## [The data]
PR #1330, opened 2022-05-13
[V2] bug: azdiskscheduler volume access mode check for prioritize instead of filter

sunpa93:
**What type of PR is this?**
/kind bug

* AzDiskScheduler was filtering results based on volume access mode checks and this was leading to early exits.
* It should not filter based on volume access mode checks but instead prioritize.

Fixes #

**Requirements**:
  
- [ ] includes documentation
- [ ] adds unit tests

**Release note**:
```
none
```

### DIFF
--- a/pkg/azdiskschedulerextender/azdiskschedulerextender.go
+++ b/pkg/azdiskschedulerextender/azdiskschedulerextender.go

---

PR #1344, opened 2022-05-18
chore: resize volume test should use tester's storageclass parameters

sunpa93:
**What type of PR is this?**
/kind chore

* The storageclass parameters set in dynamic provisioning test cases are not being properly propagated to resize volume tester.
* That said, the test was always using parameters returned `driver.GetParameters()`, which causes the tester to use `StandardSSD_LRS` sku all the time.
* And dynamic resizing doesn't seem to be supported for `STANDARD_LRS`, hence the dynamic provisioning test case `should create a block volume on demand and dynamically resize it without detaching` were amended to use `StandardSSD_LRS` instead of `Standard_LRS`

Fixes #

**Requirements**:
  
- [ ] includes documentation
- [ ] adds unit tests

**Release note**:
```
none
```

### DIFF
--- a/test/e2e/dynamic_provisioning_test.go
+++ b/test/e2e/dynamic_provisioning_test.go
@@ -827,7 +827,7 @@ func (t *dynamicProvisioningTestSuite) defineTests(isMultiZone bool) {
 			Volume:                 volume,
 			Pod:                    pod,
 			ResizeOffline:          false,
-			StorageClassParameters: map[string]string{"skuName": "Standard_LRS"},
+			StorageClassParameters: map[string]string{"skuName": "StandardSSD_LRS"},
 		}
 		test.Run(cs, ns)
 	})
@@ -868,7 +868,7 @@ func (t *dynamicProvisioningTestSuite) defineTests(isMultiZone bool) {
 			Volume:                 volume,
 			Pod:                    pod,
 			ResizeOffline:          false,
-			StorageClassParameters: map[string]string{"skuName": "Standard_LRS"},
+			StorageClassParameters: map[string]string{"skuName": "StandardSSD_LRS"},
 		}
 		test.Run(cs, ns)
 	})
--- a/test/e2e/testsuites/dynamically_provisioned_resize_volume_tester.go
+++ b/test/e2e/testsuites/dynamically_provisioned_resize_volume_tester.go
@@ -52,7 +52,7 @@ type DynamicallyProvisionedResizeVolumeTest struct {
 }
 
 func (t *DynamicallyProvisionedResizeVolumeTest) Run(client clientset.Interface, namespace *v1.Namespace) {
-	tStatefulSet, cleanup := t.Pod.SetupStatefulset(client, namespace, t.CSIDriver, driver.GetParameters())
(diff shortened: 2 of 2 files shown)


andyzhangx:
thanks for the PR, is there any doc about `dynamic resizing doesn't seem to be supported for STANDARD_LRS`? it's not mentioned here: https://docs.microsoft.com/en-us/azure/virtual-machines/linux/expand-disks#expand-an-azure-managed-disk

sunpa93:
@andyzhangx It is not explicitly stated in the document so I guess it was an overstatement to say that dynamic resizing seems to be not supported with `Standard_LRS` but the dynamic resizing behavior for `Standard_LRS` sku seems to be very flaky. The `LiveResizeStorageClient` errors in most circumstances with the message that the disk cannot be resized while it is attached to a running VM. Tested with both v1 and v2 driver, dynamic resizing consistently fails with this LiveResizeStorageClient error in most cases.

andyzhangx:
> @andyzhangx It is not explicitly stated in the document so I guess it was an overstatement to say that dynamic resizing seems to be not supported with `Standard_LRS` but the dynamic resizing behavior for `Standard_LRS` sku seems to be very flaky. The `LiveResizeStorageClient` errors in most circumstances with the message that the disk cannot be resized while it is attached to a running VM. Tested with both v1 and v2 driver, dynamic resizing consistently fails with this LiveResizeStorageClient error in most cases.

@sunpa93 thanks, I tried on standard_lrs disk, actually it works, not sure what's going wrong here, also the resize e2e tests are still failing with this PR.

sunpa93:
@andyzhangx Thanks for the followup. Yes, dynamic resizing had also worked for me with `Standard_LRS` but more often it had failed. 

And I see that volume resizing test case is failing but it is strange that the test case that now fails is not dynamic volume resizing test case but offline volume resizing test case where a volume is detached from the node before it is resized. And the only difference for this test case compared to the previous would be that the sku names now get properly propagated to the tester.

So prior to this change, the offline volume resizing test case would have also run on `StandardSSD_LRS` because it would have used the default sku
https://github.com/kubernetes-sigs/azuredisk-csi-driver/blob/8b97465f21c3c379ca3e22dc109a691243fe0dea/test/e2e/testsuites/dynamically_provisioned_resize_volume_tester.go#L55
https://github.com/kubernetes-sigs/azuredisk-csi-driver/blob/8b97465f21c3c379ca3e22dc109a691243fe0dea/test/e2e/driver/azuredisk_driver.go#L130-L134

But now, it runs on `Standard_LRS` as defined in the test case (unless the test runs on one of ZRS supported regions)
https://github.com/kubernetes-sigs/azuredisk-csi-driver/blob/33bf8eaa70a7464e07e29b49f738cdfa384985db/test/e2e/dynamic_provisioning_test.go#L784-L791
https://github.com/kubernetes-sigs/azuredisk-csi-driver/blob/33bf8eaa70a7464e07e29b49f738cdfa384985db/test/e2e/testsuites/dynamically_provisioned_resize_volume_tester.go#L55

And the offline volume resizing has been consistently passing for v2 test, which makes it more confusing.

## [Task prompt]
The word "would" is the filter: copy every line of the listing above that contains it.

## [Task output]
And I see that volume resizing test case is failing but it is strange that the test case that now fails is not dynamic volume resizing test case but offline volume resizing test case where a volume is detached from the node before it is resized. And the only difference for this test case compared to the previous would be that the sku names now get properly propagated to the tester.
So prior to this change, the offline volume resizing test case would have also run on `StandardSSD_LRS` because it would have used the default sku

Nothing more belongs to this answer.